### SUPPLIED MATERIAL:

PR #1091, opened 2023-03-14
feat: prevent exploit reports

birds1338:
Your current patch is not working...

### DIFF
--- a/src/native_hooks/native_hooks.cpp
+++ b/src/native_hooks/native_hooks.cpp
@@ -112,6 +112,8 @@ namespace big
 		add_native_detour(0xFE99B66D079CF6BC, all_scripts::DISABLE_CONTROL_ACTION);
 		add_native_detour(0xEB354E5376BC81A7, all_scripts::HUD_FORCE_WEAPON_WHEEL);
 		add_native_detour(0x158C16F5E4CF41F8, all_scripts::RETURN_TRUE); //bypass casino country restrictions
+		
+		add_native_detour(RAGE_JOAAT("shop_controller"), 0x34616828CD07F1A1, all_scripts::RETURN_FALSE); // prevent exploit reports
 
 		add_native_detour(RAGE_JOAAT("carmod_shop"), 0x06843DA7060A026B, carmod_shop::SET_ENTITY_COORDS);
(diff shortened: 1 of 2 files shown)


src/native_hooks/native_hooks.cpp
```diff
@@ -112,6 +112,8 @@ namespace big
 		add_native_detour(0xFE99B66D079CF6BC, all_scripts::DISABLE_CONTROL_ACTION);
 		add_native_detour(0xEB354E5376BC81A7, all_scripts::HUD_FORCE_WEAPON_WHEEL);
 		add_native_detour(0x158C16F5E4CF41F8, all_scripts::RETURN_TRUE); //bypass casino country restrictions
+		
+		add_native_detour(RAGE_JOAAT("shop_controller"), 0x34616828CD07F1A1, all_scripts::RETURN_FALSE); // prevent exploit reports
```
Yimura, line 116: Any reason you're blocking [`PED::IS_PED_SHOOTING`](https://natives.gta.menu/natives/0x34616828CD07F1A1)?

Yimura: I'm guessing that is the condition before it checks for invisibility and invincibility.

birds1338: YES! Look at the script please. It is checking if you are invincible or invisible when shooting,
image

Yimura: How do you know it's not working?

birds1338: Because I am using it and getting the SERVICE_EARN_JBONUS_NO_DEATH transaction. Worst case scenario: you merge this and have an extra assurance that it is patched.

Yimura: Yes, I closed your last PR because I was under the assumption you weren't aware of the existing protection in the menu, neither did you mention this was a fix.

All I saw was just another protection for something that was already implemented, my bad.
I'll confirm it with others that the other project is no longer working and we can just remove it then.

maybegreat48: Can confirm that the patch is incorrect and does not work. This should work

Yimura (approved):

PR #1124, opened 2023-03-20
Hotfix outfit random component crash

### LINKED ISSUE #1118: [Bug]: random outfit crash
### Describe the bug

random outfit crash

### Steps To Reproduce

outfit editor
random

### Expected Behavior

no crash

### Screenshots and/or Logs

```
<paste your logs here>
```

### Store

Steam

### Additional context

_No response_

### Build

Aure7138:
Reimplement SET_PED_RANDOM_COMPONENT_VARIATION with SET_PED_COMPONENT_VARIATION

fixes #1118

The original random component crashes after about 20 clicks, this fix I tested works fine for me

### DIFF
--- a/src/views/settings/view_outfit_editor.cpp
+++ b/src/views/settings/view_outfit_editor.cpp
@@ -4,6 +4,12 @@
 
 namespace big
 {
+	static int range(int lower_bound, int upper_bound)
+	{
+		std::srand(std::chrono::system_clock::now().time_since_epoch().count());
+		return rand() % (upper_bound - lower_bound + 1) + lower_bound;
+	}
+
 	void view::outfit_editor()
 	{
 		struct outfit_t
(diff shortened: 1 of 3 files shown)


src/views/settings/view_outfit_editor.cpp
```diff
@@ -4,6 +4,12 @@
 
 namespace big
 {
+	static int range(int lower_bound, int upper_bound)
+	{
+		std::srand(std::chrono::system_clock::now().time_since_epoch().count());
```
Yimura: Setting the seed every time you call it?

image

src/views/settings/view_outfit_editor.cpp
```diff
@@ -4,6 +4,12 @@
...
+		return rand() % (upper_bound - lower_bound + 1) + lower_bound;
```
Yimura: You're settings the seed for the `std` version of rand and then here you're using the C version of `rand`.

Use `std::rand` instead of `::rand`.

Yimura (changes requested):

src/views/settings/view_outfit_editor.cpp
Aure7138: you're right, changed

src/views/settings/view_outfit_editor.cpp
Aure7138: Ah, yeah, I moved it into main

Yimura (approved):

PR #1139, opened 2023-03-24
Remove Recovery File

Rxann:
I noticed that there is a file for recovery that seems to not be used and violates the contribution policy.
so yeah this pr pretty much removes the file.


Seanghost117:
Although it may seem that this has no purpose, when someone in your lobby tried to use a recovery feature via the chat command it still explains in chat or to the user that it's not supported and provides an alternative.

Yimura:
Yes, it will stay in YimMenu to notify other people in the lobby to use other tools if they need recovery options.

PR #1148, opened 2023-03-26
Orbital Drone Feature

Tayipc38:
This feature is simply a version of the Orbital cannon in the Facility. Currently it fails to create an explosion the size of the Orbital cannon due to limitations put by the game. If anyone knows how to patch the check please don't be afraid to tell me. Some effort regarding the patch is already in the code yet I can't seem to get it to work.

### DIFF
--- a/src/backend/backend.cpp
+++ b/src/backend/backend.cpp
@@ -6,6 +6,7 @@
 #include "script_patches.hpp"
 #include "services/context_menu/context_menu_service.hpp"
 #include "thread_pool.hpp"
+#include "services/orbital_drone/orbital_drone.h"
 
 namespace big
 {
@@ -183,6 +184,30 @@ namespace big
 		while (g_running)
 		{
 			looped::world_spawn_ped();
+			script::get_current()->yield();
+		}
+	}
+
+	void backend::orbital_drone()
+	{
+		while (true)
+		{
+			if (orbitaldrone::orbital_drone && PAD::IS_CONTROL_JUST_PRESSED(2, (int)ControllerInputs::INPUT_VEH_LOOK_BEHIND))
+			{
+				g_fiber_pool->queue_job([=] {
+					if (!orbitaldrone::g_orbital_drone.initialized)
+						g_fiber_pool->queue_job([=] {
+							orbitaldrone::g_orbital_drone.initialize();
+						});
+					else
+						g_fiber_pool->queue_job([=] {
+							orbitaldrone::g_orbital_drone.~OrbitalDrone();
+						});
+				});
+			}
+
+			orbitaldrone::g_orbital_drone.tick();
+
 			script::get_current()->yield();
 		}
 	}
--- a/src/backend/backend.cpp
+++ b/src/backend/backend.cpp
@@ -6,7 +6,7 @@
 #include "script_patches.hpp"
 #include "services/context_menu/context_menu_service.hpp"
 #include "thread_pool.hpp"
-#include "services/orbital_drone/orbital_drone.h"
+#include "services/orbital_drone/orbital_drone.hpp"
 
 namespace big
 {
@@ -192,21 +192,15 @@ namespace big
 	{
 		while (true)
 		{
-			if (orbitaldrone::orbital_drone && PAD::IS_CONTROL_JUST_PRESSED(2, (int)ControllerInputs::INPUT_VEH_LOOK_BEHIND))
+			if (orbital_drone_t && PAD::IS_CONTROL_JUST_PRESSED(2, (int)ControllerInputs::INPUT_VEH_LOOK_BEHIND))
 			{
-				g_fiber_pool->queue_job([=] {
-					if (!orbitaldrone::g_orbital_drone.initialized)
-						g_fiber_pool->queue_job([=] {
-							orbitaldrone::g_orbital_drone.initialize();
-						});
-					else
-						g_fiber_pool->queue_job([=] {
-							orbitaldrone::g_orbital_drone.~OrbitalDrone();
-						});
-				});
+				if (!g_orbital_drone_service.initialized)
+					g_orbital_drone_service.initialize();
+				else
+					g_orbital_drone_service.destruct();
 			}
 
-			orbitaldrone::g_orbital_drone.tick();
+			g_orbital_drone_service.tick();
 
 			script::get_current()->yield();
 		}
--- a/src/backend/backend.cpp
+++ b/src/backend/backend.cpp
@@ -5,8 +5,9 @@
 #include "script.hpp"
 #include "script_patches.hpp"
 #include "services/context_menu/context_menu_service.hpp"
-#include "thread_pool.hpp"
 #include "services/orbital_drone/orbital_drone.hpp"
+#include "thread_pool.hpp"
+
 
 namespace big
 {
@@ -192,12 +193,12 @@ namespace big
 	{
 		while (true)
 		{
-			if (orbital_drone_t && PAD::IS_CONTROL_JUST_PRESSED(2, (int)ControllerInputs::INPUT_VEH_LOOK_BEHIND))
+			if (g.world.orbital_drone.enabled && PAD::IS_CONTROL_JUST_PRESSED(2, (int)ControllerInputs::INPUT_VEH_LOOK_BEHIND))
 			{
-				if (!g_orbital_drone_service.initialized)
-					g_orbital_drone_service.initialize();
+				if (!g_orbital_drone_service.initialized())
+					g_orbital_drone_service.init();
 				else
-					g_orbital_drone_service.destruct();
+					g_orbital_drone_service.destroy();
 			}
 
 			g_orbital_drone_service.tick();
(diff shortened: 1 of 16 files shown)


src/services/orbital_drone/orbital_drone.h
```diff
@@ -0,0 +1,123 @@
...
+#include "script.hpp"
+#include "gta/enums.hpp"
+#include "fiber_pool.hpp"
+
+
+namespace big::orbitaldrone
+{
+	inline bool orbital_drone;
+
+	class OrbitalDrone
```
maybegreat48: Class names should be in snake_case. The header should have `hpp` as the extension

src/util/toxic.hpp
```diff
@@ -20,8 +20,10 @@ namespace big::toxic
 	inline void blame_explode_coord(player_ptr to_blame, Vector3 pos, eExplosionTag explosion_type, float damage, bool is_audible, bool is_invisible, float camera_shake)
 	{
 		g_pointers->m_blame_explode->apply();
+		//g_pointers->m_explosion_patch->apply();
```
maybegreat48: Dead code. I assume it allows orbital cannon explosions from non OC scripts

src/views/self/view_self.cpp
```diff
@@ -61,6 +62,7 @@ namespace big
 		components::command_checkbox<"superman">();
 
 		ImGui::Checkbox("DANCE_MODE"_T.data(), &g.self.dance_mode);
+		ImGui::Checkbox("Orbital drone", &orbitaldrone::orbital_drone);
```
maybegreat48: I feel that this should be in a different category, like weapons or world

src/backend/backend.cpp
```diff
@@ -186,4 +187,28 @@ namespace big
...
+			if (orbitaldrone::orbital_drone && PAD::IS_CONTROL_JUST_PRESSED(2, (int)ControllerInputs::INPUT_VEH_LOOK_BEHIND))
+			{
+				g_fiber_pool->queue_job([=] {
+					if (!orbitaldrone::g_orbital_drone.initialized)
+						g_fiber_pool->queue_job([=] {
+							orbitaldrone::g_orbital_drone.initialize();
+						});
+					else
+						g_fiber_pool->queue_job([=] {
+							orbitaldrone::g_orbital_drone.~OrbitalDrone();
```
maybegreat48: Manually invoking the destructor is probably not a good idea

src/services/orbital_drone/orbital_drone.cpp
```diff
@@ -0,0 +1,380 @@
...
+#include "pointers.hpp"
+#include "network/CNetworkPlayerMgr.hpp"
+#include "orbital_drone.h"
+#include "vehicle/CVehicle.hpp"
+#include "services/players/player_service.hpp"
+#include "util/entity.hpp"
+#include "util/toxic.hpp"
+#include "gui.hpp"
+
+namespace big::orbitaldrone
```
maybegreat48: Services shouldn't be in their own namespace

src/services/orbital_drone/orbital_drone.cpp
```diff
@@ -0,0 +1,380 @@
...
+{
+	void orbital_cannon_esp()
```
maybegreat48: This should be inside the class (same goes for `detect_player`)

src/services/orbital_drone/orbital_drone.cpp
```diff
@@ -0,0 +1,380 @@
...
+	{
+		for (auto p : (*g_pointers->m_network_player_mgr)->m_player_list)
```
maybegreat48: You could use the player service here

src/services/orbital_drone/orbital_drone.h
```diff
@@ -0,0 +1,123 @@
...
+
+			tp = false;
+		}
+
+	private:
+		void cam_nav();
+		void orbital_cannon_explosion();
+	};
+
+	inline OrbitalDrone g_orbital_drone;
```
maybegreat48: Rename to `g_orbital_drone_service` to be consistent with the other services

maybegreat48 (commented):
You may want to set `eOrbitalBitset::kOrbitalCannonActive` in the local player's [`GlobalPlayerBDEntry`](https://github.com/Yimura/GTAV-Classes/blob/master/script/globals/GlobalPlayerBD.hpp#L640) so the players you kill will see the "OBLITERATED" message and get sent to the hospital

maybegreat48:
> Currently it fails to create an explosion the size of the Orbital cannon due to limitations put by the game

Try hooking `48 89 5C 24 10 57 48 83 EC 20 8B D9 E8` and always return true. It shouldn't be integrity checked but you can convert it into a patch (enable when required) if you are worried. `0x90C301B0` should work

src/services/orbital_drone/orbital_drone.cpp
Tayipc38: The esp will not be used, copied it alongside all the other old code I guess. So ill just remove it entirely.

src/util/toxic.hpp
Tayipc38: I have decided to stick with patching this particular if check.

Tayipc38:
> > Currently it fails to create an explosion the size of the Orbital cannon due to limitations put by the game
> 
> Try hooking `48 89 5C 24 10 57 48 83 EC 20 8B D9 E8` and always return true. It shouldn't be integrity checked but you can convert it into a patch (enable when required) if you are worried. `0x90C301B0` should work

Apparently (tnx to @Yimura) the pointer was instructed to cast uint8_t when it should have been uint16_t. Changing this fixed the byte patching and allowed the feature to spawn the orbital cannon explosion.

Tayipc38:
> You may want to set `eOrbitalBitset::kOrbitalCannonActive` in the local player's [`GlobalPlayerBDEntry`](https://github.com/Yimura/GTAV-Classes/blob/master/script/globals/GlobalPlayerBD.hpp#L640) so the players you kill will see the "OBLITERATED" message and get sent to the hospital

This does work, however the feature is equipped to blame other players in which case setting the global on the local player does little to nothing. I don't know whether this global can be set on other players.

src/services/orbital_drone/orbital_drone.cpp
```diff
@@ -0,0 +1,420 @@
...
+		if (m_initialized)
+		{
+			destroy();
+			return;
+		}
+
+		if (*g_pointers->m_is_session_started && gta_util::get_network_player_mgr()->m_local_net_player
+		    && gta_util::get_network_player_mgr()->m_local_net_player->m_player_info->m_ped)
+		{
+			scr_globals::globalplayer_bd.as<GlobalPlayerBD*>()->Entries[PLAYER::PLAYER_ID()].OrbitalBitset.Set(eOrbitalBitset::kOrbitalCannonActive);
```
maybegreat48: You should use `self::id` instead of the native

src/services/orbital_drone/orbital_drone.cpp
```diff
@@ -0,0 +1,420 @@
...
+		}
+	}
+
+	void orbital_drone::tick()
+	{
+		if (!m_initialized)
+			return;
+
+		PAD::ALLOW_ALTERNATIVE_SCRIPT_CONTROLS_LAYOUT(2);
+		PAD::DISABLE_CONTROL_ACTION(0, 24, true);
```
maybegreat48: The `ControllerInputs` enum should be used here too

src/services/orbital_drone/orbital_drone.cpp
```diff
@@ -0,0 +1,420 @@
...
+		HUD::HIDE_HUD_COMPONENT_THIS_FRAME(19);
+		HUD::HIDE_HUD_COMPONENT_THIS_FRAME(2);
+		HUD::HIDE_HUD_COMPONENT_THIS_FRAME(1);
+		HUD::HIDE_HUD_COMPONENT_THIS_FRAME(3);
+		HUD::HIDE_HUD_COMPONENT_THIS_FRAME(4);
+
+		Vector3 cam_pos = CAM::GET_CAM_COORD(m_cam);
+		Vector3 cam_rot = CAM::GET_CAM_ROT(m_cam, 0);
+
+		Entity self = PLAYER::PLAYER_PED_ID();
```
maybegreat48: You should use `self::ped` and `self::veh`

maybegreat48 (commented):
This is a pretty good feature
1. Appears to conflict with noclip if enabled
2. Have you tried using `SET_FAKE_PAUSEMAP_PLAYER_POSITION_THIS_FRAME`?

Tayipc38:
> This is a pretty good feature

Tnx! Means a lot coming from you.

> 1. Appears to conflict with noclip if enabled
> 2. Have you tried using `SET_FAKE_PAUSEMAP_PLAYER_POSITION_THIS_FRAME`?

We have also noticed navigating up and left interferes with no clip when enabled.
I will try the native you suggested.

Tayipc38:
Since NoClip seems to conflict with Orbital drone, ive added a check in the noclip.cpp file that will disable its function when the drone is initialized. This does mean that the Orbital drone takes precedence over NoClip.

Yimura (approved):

### EXERCISE:
Note each line of the entries that has "then" in it, and copy those lines.

### SOLUTION TO THIS EXERCISE:
I'll confirm it with others that the other project is no longer working and we can just remove it then.
Yimura: You're settings the seed for the `std` version of rand and then here you're using the C version of `rand`.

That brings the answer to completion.